NOTE: All work is performed within a sterile field created by a bunsen burner flame.

  1. For one cryostock, take a 1.5mL sample from an overnight liquid cultures .
  2. Centrifuge the 2mL tubes at 2000rpm for 10 min.
  3. Decant the supernatant without disturbing the pellet.
  4. Add fresh sterile LB medium to the pellet, 1/3 volume of the starting volume of the culture.

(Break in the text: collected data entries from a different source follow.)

PR #2982, opened 2021-06-14
CorfuStore: Return -1 as default for getHighestSequence()

hisundar:
Returning trim mark is problematic for idle tables
since trim makr moves on every checkpoint & trim cycle
impling additional data which is not true.

## Overview

Description:

Why should this be merged: 

- [x] Public API has Javadoc

### DIFF
--- a/runtime/src/main/java/org/corfudb/runtime/collections/CorfuStore.java
+++ b/runtime/src/main/java/org/corfudb/runtime/collections/CorfuStore.java
@@ -261,9 +261,9 @@ public class CorfuStore {
         corfuStoreMetrics.recordBatchReads(numBatches);
         corfuStoreMetrics.recordNumberReads(numBatches * runtime.getParameters().getHighestSequenceNumberBatchSize());
         corfuStoreMetrics.recordHighestSequenceNumberDuration(startTime);
-        log.debug("Stream[{}${}][{}] no DATA entry found. Highest sequence number corresponds to trim mark={}",
-                namespace, tableName, Utils.toReadableId(streamId), streamAddressSpace.getTrimMark());
-        return streamAddressSpace.getTrimMark();
+        log.debug("Stream[{}${}][{}] no DATA entry found. Returning -1.",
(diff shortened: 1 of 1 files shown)


annym (approved):

zhangn49 (approved):

runtime/src/main/java/org/corfudb/runtime/collections/CorfuStore.java
```diff
@@ -261,9 +261,9 @@ public long getHighestSequence(@Nonnull final String namespace,
         corfuStoreMetrics.recordBatchReads(numBatches);
         corfuStoreMetrics.recordNumberReads(numBatches * runtime.getParameters().getHighestSequenceNumberBatchSize());
         corfuStoreMetrics.recordHighestSequenceNumberDuration(startTime);
-        log.debug("Stream[{}${}][{}] no DATA entry found. Highest sequence number corresponds to trim mark={}",
-                namespace, tableName, Utils.toReadableId(streamId), streamAddressSpace.getTrimMark());
-        return streamAddressSpace.getTrimMark();
+        log.debug("Stream[{}${}][{}] no DATA entry found. Returning -1.",
+                namespace, tableName, Utils.toReadableId(streamId));
+        return -1;
```
Maithem, line 266: How do you make sure this won't regress in future patches? Should we just assume that it wont, or should we have a unit test and enforce it in code?

hisundar: My bad, added a test and removed it temporarily to triage flaky tests and forgot to add it back..
going to push it in a separate patch.

hisundar: here is the test case https://github.com/CorfuDB/CorfuDB/pull/2966/files#diff-14edd36945df0ba1730f3db2fbfac31222a9d10e289513942c1b1f63f7cdd768R1111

  5. Completely resuspended the pellet by vortexing the tube.
  6. Add sterile 80% glycerol solution, the same volume as fresh LB in step 4.
  7. Mix by vortexing.
  8. Make a 1mL aliquot in cryotubes and label it with the cell type, plasmid type, protein type, operator and date.
  9. Store the vials at -80ºC and update the inventory.